▶ Problem requirements
Transcribe the listing below from its opening line up to and including the line that contains "## Performance"; reproduce nothing else.

▶ Supplied material
PR #1830, opened 2026-06-20
Reflect only the requested table in SQLiteWarehouse.get_table

dreadatour:
Fix for something I hit while investigating #1829. Small change, but worth applying IMO.

---

`SQLiteWarehouse.get_table` re-reflected the whole schema on every call — `metadata.reflect(only=...)` introspects every table even with a name filter. So it was O(number of tables), and `get_table` runs a few times per query. Now it reflects just the one table, so cost no longer scales with how many tables are in the DB.

## Performance

Local in-memory SQLite — absolute numbers are machine-specific; what matters is **linear → flat**.

Per-query time in a `read_values().map().sum()` loop as tables pile up (datasets / temp / UDF):

| tables | before | after |
|--------|--------|-------|
| 40     | 58 ms  | 28 ms |
| 115    | 109 ms | 37 ms |
| 215    | 217 ms | 50 ms |
| 315    | 284 ms | 57 ms |
| 365    | 370 ms | 59 ms |

Before climbs with table count (~6× at 365 and rising); after stays flat-ish.

Same refresh behavior (`extend_existing`), missing tables still raise `TableMissingError`. On a small DB the difference is negligible — it only shows up once tables accumulate.

🤖 Made with the help of Claude Code

### DIFF
--- a/src/datachain/data_storage/sqlite.py
+++ b/src/datachain/data_storage/sqlite.py
@@ -767,20 +767,6 @@ class SQLiteWarehouse(AbstractWarehouse):
         (db_class, db_args, db_kwargs) = db_clone_params
         return cls(db=db_class(*db_args, **db_kwargs))
 
-    def _reflect_tables(self, filter_tables=None):
-        """
-        Since some tables are prone to schema extension, meaning we can add
-        additional columns to it, we should reflect changes in metadata
-        to have the latest columns when dealing with those tables.
-        If filter function is defined, it's used to filter out tables to reflect,
-        otherwise all tables are reflected
-        """
-        self.db.metadata.reflect(
-            bind=self.db.engine,
-            extend_existing=True,
-            only=filter_tables,
-        )
-
     def create_dataset_rows_table(
         self,
         name: str,
@@ -847,11 +833,14 @@ class SQLiteWarehouse(AbstractWarehouse):
         return cast(func.instr(source, target), sqlalchemy.Boolean)
 
     def get_table(self, name: str) -> sqlalchemy.Table:
-        # load table with latest schema to metadata
-        self._reflect_tables(filter_tables=lambda t, _: t == name)
         try:
-            return self.db.metadata.tables[name]
-        except KeyError:
+            return Table(
+                name,
+                self.db.metadata,
+                autoload_with=self.db.engine,
+                extend_existing=True,
+            )
+        except sqlalchemy.exc.NoSuchTableError:
             raise TableMissingError(f"Table '{name}' not found") from None
 
     def python_type(self, col_type: Union["TypeEngine", "SQLType"]) -> Any:


src/datachain/data_storage/sqlite.py
```diff
@@ -847,11 +833,14 @@ def instr(self, source, target) -> "ColumnElement":
         return cast(func.instr(source, target), sqlalchemy.Boolean)
 
     def get_table(self, name: str) -> sqlalchemy.Table:
-        # load table with latest schema to metadata
-        self._reflect_tables(filter_tables=lambda t, _: t == name)
         try:
-            return self.db.metadata.tables[name]
-        except KeyError:
+            return Table(
```
shcheklein, line 837: aren't we trading in some cases now one single call vs many calls happening a lot?

dreadatour: Before:

```python
    def get_table(self, name: str) -> sqlalchemy.Table:
        # load table with latest schema to metadata
        self._reflect_tables(filter_tables=lambda t, _: t == name)
        try:
            return self.db.metadata.tables[name]
        except KeyError:
            raise TableMissingError(f"Table '{name}' not found") from None
```

We do call `self._reflect_tables(filter_tables=lambda t, _: t == name)` on every `get_table` call.

In `self._reflect_tables` we do call `metadata.reflect(only=…)`, which does every table list first and then filtering out results using `only` callable (our `filter_tables=lambda t, _: t == name`).

Source code for `metadata.reflect` is here: https://github.com/sqlalchemy/sqlalchemy/blob/rel_2_0_51/lib/sqlalchemy/sql/schema.py#L5721

We needed to call `_reflect_tables` because new table may appears.

After:

```python
    def get_table(self, name: str) -> sqlalchemy.Table:
        try:
            return Table( 
                name,
                self.db.metadata,
                autoload_with=self.db.engine,
                extend_existing=True,
            )
        except sqlalchemy.exc.NoSuchTableError:
            raise TableMissingError(f"Table '{name}' not found") from None
```

No listing of all tables happens, everything else stays the same.

dreadatour: Good question btw!

shcheklein: I means exactly SQL calls

Can be one large vs many. Or can be that now we hit it w/o caching, etc, etc. I don't know exactly, but it is worth comparing actual logs.

can we confirm the sequence in the first and the second case (I feel this "populate whole cache once" was done at some point quite deliberately - it is not random. You can can even ask AI to fully check dvcx repo history for it).

dreadatour: As far as I understand it we are making one less SQL call (list tables), but let me double check to be on a safe side 👍

shcheklein: it was list tables, but then it was using cache, no? and I wonder if for some at least tables initially it was not attempting to re-reflect them ... not sure about now

what we probably want in general is to have cache and for read-only tables (e.g. older datasets? etc) - keep using cache - no reflection. May be not even in get_table itself, but in some other places (?)

dreadatour: It wasn't using cache, it listed all the tables every time:
- https://github.com/sqlalchemy/sqlalchemy/blob/rel_2_0_51/lib/sqlalchemy/sql/schema.py#L5838
- https://github.com/sqlalchemy/sqlalchemy/blob/main/lib/sqlalchemy/dialects/sqlite/base.py#L2310-L2313

I don't think we need cache to be honest, since we don't really know when new table will be added to the db. Also it is fast operation to get table meta by table name — should we try to optimize it?

dreadatour: New table added or removed to be more specific.

shcheklein: hmm .. if we don't use cache it means each get_table is a SQL query? and we do like 1000s of them ... I'm a bit surprised tbh, i thought `return self.db.metadata.tables[name]` serves as a cache pretty much

shcheklein: ant that's why we pass `self.db.metadata` everywhere, no?

dreadatour: Please, take a look at original function one more time:

```python
    def get_table(self, name: str) -> sqlalchemy.Table:
        # load table with latest schema to metadata
        self._reflect_tables(filter_tables=lambda t, _: t == name)
        try:
            return self.db.metadata.tables[name]
        except KeyError:
            raise TableMissingError(f"Table '{name}' not found") from None
```

Before `return self.db.metadata.tables[name]` it always calls `self._reflect_tables(filter_tables=lambda t, _: t == name)` and `self._reflect_tables` always calls `metadata.reflect(only=…)` and it always selects all the tables. It depends on DB implementation, but for SQLite it is so (see [here](https://github.com/sqlalchemy/sqlalchemy/blob/main/lib/sqlalchemy/dialects/sqlite/base.py#L2307-L2314)).

shcheklein: > Please, take a look at original function one more time:

it is not so much about original function ... I more interested in the original history / intention here. Someone might have broken it along the way.

also, how about CH for example?

ilongin: I took a closer look on this.

**SQL call count.** I counted queries on both paths. The diff is exactly 2 queries per `get_table` call: the new code skips the `SELECT name FROM sqlite_master` + `SELECT name FROM sqlite_temp_master` upfront. The remaining 12 PRAGMA queries (`table_xinfo`, `foreign_key_list`, `index_list`, `table_info`, plus a few `SELECT sql FROM sqlite_master`) are byte-identical before and after. So it's strictly fewer calls, not more. Not a "one big vs many small" trade-off.

**CH parity.** The CH warehouse already uses this exact pattern (`Table(name, metadata, autoload_with=engine, extend_existing=True)`), no listing step. This PR just brings SQLite in line with it.

**On the benchmark.** Side note - I tried to reproduce the per-call cost of the old `get_table` in isolation and got ~1ms at 365 tables, not 370ms. So the headline numbers (58 -> 370ms) are full `read_values().map().sum()` wall-clock, not `get_table` alone. This PR shaves a real but small piece of that (skipping the 2 list queries). Most of the linear growth in the benchmark must be coming from somewhere else - probably worth a follow-up to track it down, since the bulk of the win is still on the table.

LGTM either way - the change itself is clean and strictly better.

ilongin (approved):

src/datachain/data_storage/sqlite.py
dreadatour: Thank you for the review and for the measurements! 🙏

shcheklein (approved):

shcheklein:
Following up on the benchmark discussion above — I think this PR may be fixing **the whole O(number of tables) cost**, not just shaving ~2 list queries per call. Worth confirming independently, but here's what local profiling (in-memory/file SQLite, SQLAlchemy 2.0.49) shows:

The expensive case is `get_table` on a table that **doesn't exist yet**. `_reflect_tables` calls `metadata.reflect(only=lambda t, _: t == name)`; when `name` matches nothing in the DB, the `only` filter is empty and SQLAlchemy falls back to reflecting **every** table in the DB. Same root cause as the ClickHouse-side fix in iterative/studio#12803 (`has_table` guard) — SQLite never got that guard.

Single `get_table` call, queries vs. number of tables in the DB:

| DB tables | `get_table(`existing`)` | `get_table(`missing`)` |
|-----------|------------------------|-----------------------|
| 51        | 12                     | 512                   |
| 366       | 12                     | 3,662                 |
| 1001      | 12                     | 10,012                |

In a `read_values().map().sum()` run, **both** `get_table` calls are on not-yet-created UDF output tables (`exists_at_call=False`), so each fans out across the whole DB. Whole-query SQL and wall time (365 padding tables):

| | total SQL / query | wall / query |
|---|---|---|
| before (this PR's base) | 9,200 | ~221 ms |
| after (this PR) | **8** | ~34 ms |

And it's **flat** with table count after the change (8 SQL at 10/100/365 tables), vs. linear before. 100% of the before-queries are issued inside the two `_reflect_tables` calls.

This reconciles the earlier numbers: the ~1 ms / "2 fewer queries" measurement is the *existing-table* path (flat 12), while the 58→370 ms benchmark is the *missing-table* fan-out. So the linear growth wasn't elsewhere — it's exactly this call, and switching to `Table(name, ..., autoload_with=engine)` (which raises `NoSuchTableError` immediately on a missing table) removes it.

**Needs confirming** before we treat it as the full fix: (a) someone re-running the profiling independently, and (b) checking the CI SQLAlchemy version behaves the same. If it holds, this PR closes the O(#tables) concern rather than leaving "the bulk on the table."

<sub>🤖 numbers from a Claude Code profiling run</sub>

dreadatour:
> **Needs confirming** before we treat it as the full fix: (a) someone re-running the profiling independently, and (b) checking the CI SQLAlchemy version behaves the same. If it holds, this PR closes the O(#tables) concern rather than leaving "the bulk on the table."

Re-ran the profiling independently on my machine — confirms once again.

**SQLAlchemy version:** CI installs 2.0.51 (checked the CI job logs; it's also the latest on PyPI). All numbers below are on 2.0.51, so same behavior as your 2.0.49 run.

**Profiling re-run** (main @ 57f6f6ae vs this PR):

Single `get_table` call, SQL queries:

| DB tables | main, existing | main, missing | PR, existing | PR, missing |
|-----------|---------------|---------------|--------------|-------------|
| 51        | 14            | 614           | 12           | 4           |
| 366       | 14            | 4,394         | 12           | 4           |
| 1001      | 14            | 12,014        | 12           | 4           |

Same shape as yours (per-table constant differs a bit — depends on column count). The missing-table case really does reflect the whole DB, and the existing-table path is flat — which is why the earlier ~1 ms measurement looked fine.

`read_values().map().sum()`, avg of 5 runs:

| pad tables | main    | PR     | main SQL/query | PR SQL/query |
|------------|---------|--------|----------------|--------------|
| 10         | 69 ms   | 36 ms  | 920            | 8            |
| 100        | 129 ms  | 40 ms  | 3,080          | 8            |
| 365        | 344 ms  | 71 ms  | 9,440          | 8            |
| 1000       | 1,134 ms| 127 ms | 24,680         | 8            |

Flat 8 SQL/query at every table count — matches your number exactly.

One nuance: PR wall time still grows a little (~0.09 ms/table vs ~1.1 before). SQL count is constant, so it's not reflection — most likely SQLite re-parsing its schema after each query's DDL (temp/UDF table creates bump the schema cookie). C-level, ~12× cheaper, negligible at realistic table counts.

🤖 numbers from a Claude Code profiling run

▶ Task response
PR #1830, opened 2026-06-20
Reflect only the requested table in SQLiteWarehouse.get_table

dreadatour:
Fix for something I hit while investigating #1829. Small change, but worth applying IMO.

---

`SQLiteWarehouse.get_table` re-reflected the whole schema on every call — `metadata.reflect(only=...)` introspects every table even with a name filter. So it was O(number of tables), and `get_table` runs a few times per query. Now it reflects just the one table, so cost no longer scales with how many tables are in the DB.

## Performance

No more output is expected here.